The APD 7a is disposed such that the light receiving surface
thereof is directed toward the reflecting mirror 17.
[0043] The optical scanner 4 is also referred to as a scanning
mirror, a rotary scanner, or an optical deflector. The optical
scanner 4 includes a mirror 4a, a motor 4f, and the like.
[0044] The mirror 4a is formed in a plate shape. Both plate
surfaces (front surface and rear surface) of the mirror 4a are
reflecting surfaces 4b. As illustrated in FIG. 1A and the like, the
motor 4f is provided below the mirror 4a. A rotary shaft 4j of the
motor 4f is parallel to the top-bottom direction. A connecting
shaft (not illustrated) located at the center of the mirror 4a is
fixed to the upper end of the rotary shaft 4j of the motor 4f. The
mirror 4a rotates in conjunction with the rotary shaft 4j of the
motor 4f.
[0045] In the casing 19, the LD 2a and the light projecting lens 14
are disposed around the upper part of the mirror 4a of the optical
scanner 4. The light receiving lens 16, the reflecting mirror 17,
and the APD 7a are disposed around the lower part of the mirror 4a.
The plate-shaped light shielding portions 15a, 15b that block light
are provided below the LD 2a and the light projecting lens 14 and
above the light receiving lens 16, the reflecting mirror 17, and
the APD 7a. The light shielding portions 15a, 15b are configured of
a movable light shielding portion 15a provided on the mirror 4a and
a fixed light shielding portion 15b fixed to the casing 19.
[0046] As illustrated in FIGS. 2A, 2B, the movable light shielding
portion 15a is formed in a circular shape when viewed from above.
The movable light shielding portion 15a is fixed to the center of
the mirror 4a so as to protrude from the mirror 4a perpendicularly
to the rotary shaft 4j (see FIGS. 1A and 1B). In conjunction with
rotation of the mirror 4a about the rotary shaft 4j, the movable
light shielding portion 15a also rotates about the rotary shaft
4j.
[0047] The movable light shielding portion 15a partitions each of
the reflecting surfaces 4b on the front and rear surfaces of the
mirror 4a into an upper half and a lower half. A first reflecting
region 4c (upper half) located above the movable light shielding
portion 15a of each reflecting surface 4b reflects projected light
from the LD 2a. A second reflecting region 4d (lower half) located
below the movable light shielding portion 15a of each reflecting
surface 4b reflects reflected light from the target 50. In FIGS. 1A
and 1B, only one reflecting surface 4b is illustrated; however, the
other reflecting surface 4b is similar (see FIGS. 2A to 2C). As
described above, the mirror 4a has the first reflecting region 4c
and the second reflecting region 4d that are located on the
identical reflecting surface 4b.
[0048] The fixed light shielding portion 15b is provided in the
casing 19 so as to surround the movable light shielding portion
15a. As illustrated in FIG. 1A and the like, the fixed light
shielding portion 15b is fixed to the casing 19 in a horizontal
posture so as to divide the internal space of the casing 19 into an
upper space and a lower space. A through hole 15h vertically
penetrating the fixed light shielding portion 15b is formed. The
movable light shielding portion 15a is fitted in the through hole
15h.
[0049] An outer peripheral portion 15c of the movable light
shielding portion 15a faces an inner peripheral portion 15d of the
through hole 15h of the fixed light shielding portion 15b. The
movable light shielding portion 15a and the fixed light shielding
portion 15b are close to each other to such an extent that the
fixed light shielding portion 15b does not disturb rotation of the
mirror 4a and the movable light shielding portion 15a.

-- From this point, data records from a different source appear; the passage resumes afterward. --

PR #1164, opened 2023-02-09
Fix serial job artifact names

zimnx:
Names of artifacts from serial jobs were swapped.
Serial job produced 'serial-alpha' artifact, and Serial with alpha flags produced 'serial'.


tnozicka (approved):
/approve
/lgtm

thanks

[0050] A light projecting path and a light receiving path during
detection of the target 50 are as indicated by alternate long and
short dash line arrows and two-dots chain line arrows,
respectively, in FIGS. 1B, 2B, and 2C. Specifically, as illustrated
by the alternate long and short dash line arrows in FIGS. 1B and
2B, the light projecting lens 14 adjusts spreading of projected
light projected from the LD 2a, and then the projected light hits
the first reflecting region 4c of any one of the reflecting
surfaces 4b of the mirror 4a of the optical scanner 4. At this
time, the motor 4f rotates, the orientation (angle) of the mirror
4a changes, and the mirror 4a is positioned at a predetermined
angle at which one of the reflecting surfaces 4b of the mirror 4a
is directed toward the target 50 (for example, the state of the
mirror 4a that FIGS. 1B and 2B illustrate). As a result, after the
projected light from the LD 2a passes through the light projecting
lens 14, the projected light is reflected by the first reflecting
region 4c of the mirror 4a, and passes through the transmission
window 20. Thus, a predetermined range outside the casing 19 is
scanned with the projected light (See also FIG. 2C).
[0051] A scanning angle Z illustrated in FIGS. 2B and 2C is a
predetermined range (top view) in which projected light from the LD
2a is reflected by the first reflecting region 4c of the mirror 4a
of the optical scanner 4 and is projected from the target detecting
device 100. That is, this scanning angle Z is a detection range in
the horizontal direction of the target detecting device 100 for the
target 50.
[0052] As described above, projected light that the target
detecting device 100 projects onto the predetermined range is
reflected by the target 50 in the predetermined range. The
reflected light travels toward the target detecting device 100 as
indicated by the two-dots chain line arrows in FIGS. 1B, 2B and 2C,
passes through the transmission window 20, and hits the second
reflecting region 4d of one of the front and rear reflecting
surfaces 4b of the mirror 4a (See. FIG. 2C). At this time, the
motor 4f rotates, the orientation of the mirror 4a changes, and the
mirror 4a is positioned at a predetermined angle at which one of
the front and rear reflecting surfaces 4b of the mirror 4a is
directed toward the target 50 (for example, the state of the mirror
4a in FIGS. 2B and 2C). As a result, reflected light from the
target 50 is reflected by the second reflecting region 4d of the
mirror 4a and enters the light receiving lens 16. Then, the
reflected light is concentrated by the light receiving lens 16, is
reflected by the reflecting mirror 17, and is received by the APD
7a. That is, the optical scanner 4 scans reflected light from the
target 50, and guides the reflected light to the APD 7a via the
light receiving lens 16 and the reflecting mirror 17.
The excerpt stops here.